> _ASSIGNED TASK_
Whenever a line contains the string "host", copy it out of the entries.

> _AVAILABLE DATA_
[Start of Attachment]

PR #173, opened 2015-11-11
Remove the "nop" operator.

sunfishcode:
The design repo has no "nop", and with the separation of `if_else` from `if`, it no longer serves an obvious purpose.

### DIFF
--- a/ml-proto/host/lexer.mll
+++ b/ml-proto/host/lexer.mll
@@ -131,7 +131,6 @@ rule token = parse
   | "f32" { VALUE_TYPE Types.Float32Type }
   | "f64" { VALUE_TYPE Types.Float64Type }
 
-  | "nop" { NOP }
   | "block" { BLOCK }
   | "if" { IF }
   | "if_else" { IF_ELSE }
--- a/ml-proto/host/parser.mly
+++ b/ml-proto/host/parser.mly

[End of Attachment]

> _REPLY_
--- a/ml-proto/host/lexer.mll
+++ b/ml-proto/host/lexer.mll
--- a/ml-proto/host/parser.mly
+++ b/ml-proto/host/parser.mly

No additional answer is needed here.